** Opening Data to process block **

PR #2510, opened 2026-09-01
fix(ring-of-fire): ensure smooth scroll on ios

Immo-Be:


src/scripts/components/stories/story/scroll-story/story-x-fires/modules/burned-area/fire-ring/fire-ring.tsx
```diff
@@ -11,6 +11,7 @@ import {
 import { StoryXFiresModule } from "../../../../../../../../types/story";
 import { useModuleContent } from "../../../../../../../../providers/story/module-content/use-module-content";
 import { useScreenInfo } from "../../../../../../../../hooks/use-screen-info";
+import { isIos } from "../../../../../../../../libs/is-ios";
```
andreashelms: We already have lib functions `isIos16orLower()` and `isAndroid()`. Do we need this additional one?

andreashelms (approved):

PR #2532, opened 2026-09-09
fix(eei-story): layer loading delay on mobile

andreashelms:


src/scripts/hooks/use-story-layer.ts
```diff
@@ -1,20 +1,26 @@
...
+  const thunkDispatch = useThunkDispatch();
   const { mainId } = useSelector(selectedLayerIdsSelector);
 
-  const selectStoryLayer = useEffectEvent(() => {
-    dispatch(
-      setSelectedLayerIds({ layerId: initialLayerId, isPrimary: true }),
-    );
+  const initStoryLayer = useEffectEvent(() => {
+    // Fetch the layer details for all layers in the story to prevent loading delays.
+    storyLayerIds.forEach((layerId) => {
```
Immo-Be, line 19: how does this effect users with slow internet connection? There is no loading spinner so it would just show blank? We talked about pre-fetching but haven't implemented it yet, shouldn't we consider implications?

andreashelms: This is executed in background right when loading the story, before even showing any of those layers. This does not affect the behavior for stories other than x-fires / eei.

Immo-Be (approved):

PR #2553, opened 2026-09-15
chore(ci): add versioned web deploy cloud build for master

Immo-Be:
currently, there is no cloud build for the versioned build in storage/web/{version}/ which we use in the github release 
This adds a `cloudbuild.yaml` which will be triggered on push to `master` which will trigger the build


andreashelms:
> currently, there is no cloud build for the versioned build in storage/web/{version}/ which we use in the github release This adds a `cloudbuild.yaml` which will be triggered on push to `master` which will trigger the build

Can you remove this step from "Release New Version" documentation in readme then?

andreashelms (approved):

** Closing Data to process block **

* [What the task asks]: Once you have checked every line of the material above, return the ones that hold the string "Immo".

* [Solution for this problem]:
Immo-Be:
Immo-Be, line 19: how does this effect users with slow internet connection? There is no loading spinner so it would just show blank? We talked about pre-fetching but haven't implemented it yet, shouldn't we consider implications?
Immo-Be (approved):
Immo-Be:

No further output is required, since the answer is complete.